Impressive! I thought they might have dropped due to the storylines possibly getting more convuluted due to three series worth of back story that can be referred to, thus putting casual viewers off. But maybe I was given the wrong impression by watching last night's episode. Like I said before, watching the end-of-season finale is not the best way to start off, is it?
QUOTE: They've held up brilliantly and the series has been in the national top ten most watched programmes 4 or 5 times. It only once got beaten in its own timeslot and that was by Britain's Got Talent
The Final thereof.
It gets better:
"Unofficial figures show that the final episode of Series Four, Journey's End, was watched by 9.4 million viewers, giving it a 45.9% share of the total television audience.
Not only was the programme the highest rated on Saturday, beating the second placed Casualty by nearly 4 million viewers, it is currently the highest rated programme of the week. If no Sunday programme manages to beat it then this will be the first time in the series' long history that it has ever been the top rated programme of the week"
Season two's figures dropped alarmingly as it ran into a very hot summer, prompting some newspapers to speculate that the show was already a spent force.
Again, I disliked the finale less than many of y'all. "Good in parts", I thought it was. Tennant plays the Emotionally Wounded Doctor very well; far better than he plays the manic end of the character's bipolarity. Donna's story really was desperately sad, and in an interesting way. And Other Doctor whispered "I love you" to Rose, which pushed all those buttons in me that make me a fan of things like Dolly Parton and Puccini.
On the other hand, it was very, very flawed, even at the "emotional" level that RTD fondly imagines he's made his own. You just can't have Real Doctor saying to Other Doctor "What have you done?" because Other Doctor's just committed Dalex genocide, tapping into an ethical theme that's been there, and part of who the Doctor is, since Genesis of the Daleks, only for him to be perfectly cheerful in the next scene. That's leaving aside the more basic, but more superficial, "Why did you have to do that?" moments like the way, when your planet's being towed through spacetime by the Tardis, your crockery might fall off the mantlepiece but that's just about it.
Candidate for bad science spot of the week: the way you can see the whole surface of the Earth when it's in deep space, only for the nighttime side of it suddenly to go dark when it's back in orbit around the Sun. Never RTD's strong suit, the science--and fair enough, except that this was once something the show used to have a fair crack at.
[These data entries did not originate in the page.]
PR #1237, opened 2016-12-07
Bubble Chart: selectAll should be select when manipulating a enter/update selection

mtraynham:
`selectAll` in these cases is going to screw up the current enter/update selection, which results in some nodes not getting updated.  These should really be `select`.  I feel like this has come up before, but I can't seem to find the particular PR or conversation about it.

### DIFF
--- a/src/bubble-chart.js
+++ b/src/bubble-chart.js
@@ -117,7 +117,7 @@ dc.bubbleChart = function (parent, chartGroup) {
             .attr('fill', _chart.getColor)
             .attr('r', 0);
         dc.transition(bubbleG, _chart.transitionDuration(), _chart.transitionDelay())
-            .selectAll('circle.' + _chart.BUBBLE_CLASS)
+            .select('circle.' + _chart.BUBBLE_CLASS)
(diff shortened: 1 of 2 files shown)


gordonwoodhull:
Yes, #1032 is the previous issue. And you found similar problems in four other charts. So I guess we are not testing updates of at least these six charts. 😱

gordonwoodhull:
It's not that we don't test update. It's that the code currently works as long as the data is updated in-place, as crossfilter always does. 

But we definitely shouldn't assume that. 

On a hunch, I created a (rather excessive) bl.ock demonstrating the problem:
http://bl.ocks.org/gordonwoodhull/raw/14c623b95993808d69620563508edba6/

Everything is fine with the top two charts, which use straight crossfilter. But in the second two charts we clone the keys and values each time `group.all()` is called. Wham, no updates get through to those charts, because they still have the original objects and don't see the changed reductions.

gordonwoodhull:
added test and merging for 2.0 - thanks @mtraynham!

PR #1279, opened 2017-02-11
Pie-chart radius as per resizing of window.

fatangare:
During resizing of pie-chart, chart is redrawn for given width and height but it's radius is not changed making it to be cropped. Simple solution is to check if diameter is bigger than container...if yes, adjust radius accordingly.

### DIFF
--- a/src/pie-chart.js
+++ b/src/pie-chart.js
@@ -85,8 +85,9 @@ dc.pieChart = function (parent, chartGroup) {
     };
 
     function drawChart () {
-        // set radius on basis of chart dimension if missing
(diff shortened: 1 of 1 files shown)


tttp:
Hi,

@fatangare have you tried with the responsive width(0) way? Does it behave properly in that case?

gordonwoodhull:
I doubt that would help, however another workaround is just to not set the radius and let it be derived from the width/height.

I'm in favor of this PR, sorry I have not yet had time to merge it. Since it doesn't change the API it should be okay for the 2.0 branch.

PR #1282, opened 2017-02-21
make bracket selectors work with quoted values

IwfY:
This change allows coordinate grid chart's root element to be something like '.chart[foo="5bar"]'.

On the genocide thing, I sympathised with Rose and reformed-Doctor in the first couple of seasons of New Who, but frankly, I'm starting to struggle to see what's wrong with it in this instance. The Daleks (or RTD, anyway) have made perfectly clear that a) they intend to wipe out every other living thing, and b) they have the means to do so, no matter how defeated and contained they seem. Furthermore, with the exception of the human-corrupted ones, the only emotion they experience is hatred. Given those facts, what exactly is the moral argument against wiping them out? By not doing so, you're basically inviting the genocide of the entire universe when the Doctor's not looking.
Reluctantly accepting the moral argument for something and being the one to carry it out isn't quite the same thing, but yeah, you'd expect a time lord with such superintelligence to be a little bit above the squeamishness that us lesser mortals might feel for such a necessary act.
Lawrence Miles latest blog is up, same link as before - http://beasthouse-lm2.blogspot.com/ - haven't read it myself yet, but he does point out a glaring continuity error with season 1 episode 5 in his graphic in the top right corner.
QUOTE: Back to crappy, wanky audition-based shit shows with Andrew Lloyd-Webber's smug, punchable features smirking at me, I suppose.
How sadly true. Because no matter how bad Dr Who is (this was confusing and a bit deus ex machina even for RTD), it's still a billion times better than Britain's Got Desperate Twats Wanting Fame In Musicals Academy.
So, looks like we may have our two new Torchwood recruits as well.
Yes - Miles is a funny old sod, and often talks a lot of nonsense (not least because he's powered by total bitterness) but there's not that much there to disagree with. Some of those points are very, very good ones.
I didn't read the 25 suggestions, but the intro is a mix of wild speculation, and him confusing his own opinion with that of the public's. "Nobody in the "real" world would consider James Nesbitt to be a serious actor . . ." Well, yes they would, millions of people would.
His stuff about Doctor Who's ratings seems to be predicated on its ratings having drastically fallen, which they haven't.
Actually I read the first suggestion. It was as above.
Millions of people would consider Britain's Got Talent to be great television, and read the Sun, although I can understand why you'd think the intro is shite.
I'd actually agree with about 21 of the suggestions. And most of them have either been said on OTF before, or haven't despite the fact that they're really obvious.
QUOTE: Millions of people would consider Britain's Got Talent to be great television, and read the Sun
Well, yeah. I'm not sure what you're driving at. He's not saying people shouldn't think James Nesbitt is a good actor (or, later, that Catherine Tate was a good companion). He's saying that they don't.